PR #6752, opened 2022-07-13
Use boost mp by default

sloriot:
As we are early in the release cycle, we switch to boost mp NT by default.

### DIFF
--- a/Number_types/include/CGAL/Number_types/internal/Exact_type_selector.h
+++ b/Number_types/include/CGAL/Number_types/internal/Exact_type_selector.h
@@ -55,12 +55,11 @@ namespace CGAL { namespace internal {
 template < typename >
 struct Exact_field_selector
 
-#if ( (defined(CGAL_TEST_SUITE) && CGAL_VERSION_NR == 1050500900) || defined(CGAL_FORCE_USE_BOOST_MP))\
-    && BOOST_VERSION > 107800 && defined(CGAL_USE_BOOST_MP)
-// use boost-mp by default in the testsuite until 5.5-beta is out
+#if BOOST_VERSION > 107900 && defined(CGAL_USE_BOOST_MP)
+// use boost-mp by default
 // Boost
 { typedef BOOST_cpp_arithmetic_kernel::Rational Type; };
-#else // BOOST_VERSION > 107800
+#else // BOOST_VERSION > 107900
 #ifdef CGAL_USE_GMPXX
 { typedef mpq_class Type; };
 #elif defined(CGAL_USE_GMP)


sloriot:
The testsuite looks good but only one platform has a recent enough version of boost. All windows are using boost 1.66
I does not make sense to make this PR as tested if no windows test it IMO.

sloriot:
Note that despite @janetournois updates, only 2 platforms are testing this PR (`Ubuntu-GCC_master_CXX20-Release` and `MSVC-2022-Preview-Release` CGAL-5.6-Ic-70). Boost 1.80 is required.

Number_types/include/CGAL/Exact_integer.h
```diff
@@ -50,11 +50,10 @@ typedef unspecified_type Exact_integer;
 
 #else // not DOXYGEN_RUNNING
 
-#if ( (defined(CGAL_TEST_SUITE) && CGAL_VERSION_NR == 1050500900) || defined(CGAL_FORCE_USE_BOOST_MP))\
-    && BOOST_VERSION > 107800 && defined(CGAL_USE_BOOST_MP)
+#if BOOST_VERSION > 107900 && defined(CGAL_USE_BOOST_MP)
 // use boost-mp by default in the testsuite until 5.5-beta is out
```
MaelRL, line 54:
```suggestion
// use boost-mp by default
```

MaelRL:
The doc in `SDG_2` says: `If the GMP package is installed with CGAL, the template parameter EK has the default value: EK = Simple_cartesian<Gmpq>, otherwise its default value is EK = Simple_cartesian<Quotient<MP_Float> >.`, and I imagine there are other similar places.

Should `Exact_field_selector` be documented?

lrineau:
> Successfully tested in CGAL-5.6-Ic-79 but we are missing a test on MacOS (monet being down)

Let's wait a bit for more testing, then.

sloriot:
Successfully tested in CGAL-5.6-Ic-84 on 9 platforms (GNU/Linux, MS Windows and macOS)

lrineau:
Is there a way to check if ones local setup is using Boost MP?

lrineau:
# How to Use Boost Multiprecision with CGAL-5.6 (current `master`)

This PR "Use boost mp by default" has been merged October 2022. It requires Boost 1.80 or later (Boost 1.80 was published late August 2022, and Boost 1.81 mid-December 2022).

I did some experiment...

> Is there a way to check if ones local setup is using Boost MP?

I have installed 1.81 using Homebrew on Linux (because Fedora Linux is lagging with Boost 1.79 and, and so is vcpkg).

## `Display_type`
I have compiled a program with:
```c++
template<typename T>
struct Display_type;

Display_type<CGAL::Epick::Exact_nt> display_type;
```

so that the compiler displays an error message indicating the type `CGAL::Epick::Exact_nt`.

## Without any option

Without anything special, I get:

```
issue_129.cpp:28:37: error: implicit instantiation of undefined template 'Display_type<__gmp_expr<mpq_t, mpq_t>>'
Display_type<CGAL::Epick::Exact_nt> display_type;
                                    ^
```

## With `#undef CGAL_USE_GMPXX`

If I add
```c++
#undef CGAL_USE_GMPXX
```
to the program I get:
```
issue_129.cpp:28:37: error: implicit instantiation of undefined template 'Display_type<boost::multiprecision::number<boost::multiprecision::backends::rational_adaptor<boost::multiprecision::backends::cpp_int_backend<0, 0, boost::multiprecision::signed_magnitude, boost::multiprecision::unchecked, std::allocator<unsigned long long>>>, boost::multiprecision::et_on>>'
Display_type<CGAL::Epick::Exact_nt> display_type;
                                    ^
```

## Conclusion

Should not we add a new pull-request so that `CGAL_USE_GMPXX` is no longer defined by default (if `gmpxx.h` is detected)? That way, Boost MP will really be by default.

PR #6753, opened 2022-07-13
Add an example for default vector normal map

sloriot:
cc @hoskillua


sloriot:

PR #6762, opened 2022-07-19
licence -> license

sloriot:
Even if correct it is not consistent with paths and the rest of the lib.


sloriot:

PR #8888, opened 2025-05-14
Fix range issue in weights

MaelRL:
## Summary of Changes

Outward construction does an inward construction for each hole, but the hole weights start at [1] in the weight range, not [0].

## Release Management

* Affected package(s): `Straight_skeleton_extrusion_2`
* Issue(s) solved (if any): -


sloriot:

━━━

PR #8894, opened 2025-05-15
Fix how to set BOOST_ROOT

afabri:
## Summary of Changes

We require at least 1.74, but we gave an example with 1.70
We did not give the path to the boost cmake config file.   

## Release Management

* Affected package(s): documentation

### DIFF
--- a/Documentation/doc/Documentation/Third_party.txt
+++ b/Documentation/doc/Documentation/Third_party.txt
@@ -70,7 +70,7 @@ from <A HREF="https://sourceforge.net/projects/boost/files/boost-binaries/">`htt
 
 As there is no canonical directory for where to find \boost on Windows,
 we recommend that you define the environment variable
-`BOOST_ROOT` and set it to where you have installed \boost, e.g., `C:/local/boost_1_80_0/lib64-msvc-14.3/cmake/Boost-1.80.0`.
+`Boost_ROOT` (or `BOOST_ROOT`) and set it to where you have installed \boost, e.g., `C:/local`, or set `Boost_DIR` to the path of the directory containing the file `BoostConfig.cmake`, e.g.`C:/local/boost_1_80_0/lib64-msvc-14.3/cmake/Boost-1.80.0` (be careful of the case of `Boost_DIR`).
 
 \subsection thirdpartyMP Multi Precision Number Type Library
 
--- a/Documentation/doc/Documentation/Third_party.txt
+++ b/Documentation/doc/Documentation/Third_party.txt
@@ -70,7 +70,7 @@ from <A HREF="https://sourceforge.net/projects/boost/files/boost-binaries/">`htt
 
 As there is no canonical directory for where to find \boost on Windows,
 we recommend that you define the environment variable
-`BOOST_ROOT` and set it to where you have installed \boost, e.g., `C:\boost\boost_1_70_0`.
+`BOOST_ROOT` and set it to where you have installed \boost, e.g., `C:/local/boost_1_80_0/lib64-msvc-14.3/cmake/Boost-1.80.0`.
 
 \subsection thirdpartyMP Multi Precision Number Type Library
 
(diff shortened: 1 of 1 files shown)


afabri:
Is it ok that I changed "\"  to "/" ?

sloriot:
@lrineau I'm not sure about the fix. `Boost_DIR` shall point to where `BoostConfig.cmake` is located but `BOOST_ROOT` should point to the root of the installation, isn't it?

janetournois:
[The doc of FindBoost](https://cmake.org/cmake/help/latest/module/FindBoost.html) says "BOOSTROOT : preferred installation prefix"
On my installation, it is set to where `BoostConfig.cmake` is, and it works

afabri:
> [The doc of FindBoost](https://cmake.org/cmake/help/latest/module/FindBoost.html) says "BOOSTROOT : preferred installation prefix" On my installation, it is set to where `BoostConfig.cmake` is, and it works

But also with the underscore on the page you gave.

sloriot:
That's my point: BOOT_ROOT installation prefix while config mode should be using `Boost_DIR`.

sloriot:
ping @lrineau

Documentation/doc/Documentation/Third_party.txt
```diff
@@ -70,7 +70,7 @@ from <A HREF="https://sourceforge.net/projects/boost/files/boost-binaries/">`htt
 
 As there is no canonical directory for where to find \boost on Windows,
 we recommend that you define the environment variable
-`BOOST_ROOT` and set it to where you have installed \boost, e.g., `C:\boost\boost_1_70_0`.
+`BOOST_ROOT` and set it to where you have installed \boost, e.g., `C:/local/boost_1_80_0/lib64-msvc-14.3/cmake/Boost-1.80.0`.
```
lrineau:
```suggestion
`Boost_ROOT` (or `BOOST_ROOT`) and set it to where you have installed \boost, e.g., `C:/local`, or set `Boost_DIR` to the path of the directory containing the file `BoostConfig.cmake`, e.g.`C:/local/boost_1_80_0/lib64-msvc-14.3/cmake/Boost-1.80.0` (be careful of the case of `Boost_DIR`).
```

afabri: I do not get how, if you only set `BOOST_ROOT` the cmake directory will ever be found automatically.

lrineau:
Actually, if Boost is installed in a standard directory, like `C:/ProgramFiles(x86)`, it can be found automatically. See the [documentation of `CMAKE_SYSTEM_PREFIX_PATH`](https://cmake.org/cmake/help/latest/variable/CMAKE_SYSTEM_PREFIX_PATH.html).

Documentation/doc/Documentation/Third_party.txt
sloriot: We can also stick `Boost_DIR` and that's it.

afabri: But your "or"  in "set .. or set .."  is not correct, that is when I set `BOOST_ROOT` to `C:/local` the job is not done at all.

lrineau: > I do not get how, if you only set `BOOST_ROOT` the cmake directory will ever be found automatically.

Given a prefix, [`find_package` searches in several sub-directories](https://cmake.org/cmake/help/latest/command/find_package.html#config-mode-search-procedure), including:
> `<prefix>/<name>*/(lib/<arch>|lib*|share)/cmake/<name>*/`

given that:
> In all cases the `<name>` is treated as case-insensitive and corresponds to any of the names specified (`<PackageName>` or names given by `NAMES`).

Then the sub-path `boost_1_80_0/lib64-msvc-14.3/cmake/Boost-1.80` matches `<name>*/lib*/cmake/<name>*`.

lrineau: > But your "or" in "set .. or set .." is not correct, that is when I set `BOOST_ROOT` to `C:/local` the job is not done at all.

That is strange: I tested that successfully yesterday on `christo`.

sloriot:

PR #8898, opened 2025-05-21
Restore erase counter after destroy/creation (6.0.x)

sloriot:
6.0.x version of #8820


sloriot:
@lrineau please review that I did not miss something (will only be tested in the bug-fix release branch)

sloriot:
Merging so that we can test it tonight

━━━

> [The problem]
Note every line of the records that holds the word "example", and copy it.

> [Written response]
Add an example for default vector normal map
We require at least 1.74, but we gave an example with 1.70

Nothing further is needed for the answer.